Write out, word for word, every line from the one where "Feels like all the RGBs are squared." occurs to the final line of the entries, and nothing beyond them.

-----

PR #5845, opened 2021-12-24
Fixed a rare diplomacy voting bug in one-more-turn mode

xlenstra:
After conquering all other major civs, the check for voting for the diplomatic victory would not stop, which could soft-lock the game in a state where players were required to vote but couldn't vote as there was no one to vote for. This PR fixes this bug.

### DIFF
--- a/core/src/com/unciv/logic/civilization/CivilizationInfo.kt
+++ b/core/src/com/unciv/logic/civilization/CivilizationInfo.kt
@@ -928,6 +928,8 @@ class CivilizationInfo {
     fun mayVoteForDiplomaticVictory() =
         getTurnsTillNextDiplomaticVote() == 0 
         && civName !in gameInfo.diplomaticVictoryVotesCast.keys
+        // Only vote if there is someone to vote for, may happen in one-more-turn mode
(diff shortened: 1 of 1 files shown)


core/src/com/unciv/logic/civilization/CivilizationInfo.kt
```diff
@@ -928,17 +928,21 @@ class CivilizationInfo {
...
     fun diplomaticVoteForCiv(chosenCivName: String?) {
         if (chosenCivName != null) gameInfo.diplomaticVictoryVotesCast[civName] = chosenCivName
     }
 
     fun shouldShowDiplomaticVotingResults() =
          flagsCountdown[CivFlags.ShowDiplomaticVotingResults.name] == 0
+         && gameInfo.civilizations.any { it.isMajorCiv() && !it.isDefeated() && it != this }
 
     // Yes, this is the same function as above, but with a different use case so it has a different name.
     fun shouldCheckForDiplomaticVictory() =
```
yairm210, line 943: So can't we just return the results of showDiplomatic... etc?

yairm210, line 943: So can't we just return the results of showDiplomatic... etc?

Issue #5834, opened 2021-12-21
`TileSetConfig` not set on first load.


will-ca:
With `./gradlew desktop:run`.

Freshly downloaded 5Hex is looking way darker in-game than the images suggest it should?

![image](https://user-images.githubusercontent.com/37680486/146807492-188204c4-a469-4b14-aae7-b967aab3a245.png)

Feels like all the RGBs are squared.

The `game.png` seems fine:
![game](https://user-images.githubusercontent.com/37680486/146807816-8d338fd9-8d78-452f-bf41-79ea28a29a89.png)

-----

[Reply]
Feels like all the RGBs are squared.

The `game.png` seems fine:
![game](https://user-images.githubusercontent.com/37680486/146807816-8d338fd9-8d78-452f-bf41-79ea28a29a89.png)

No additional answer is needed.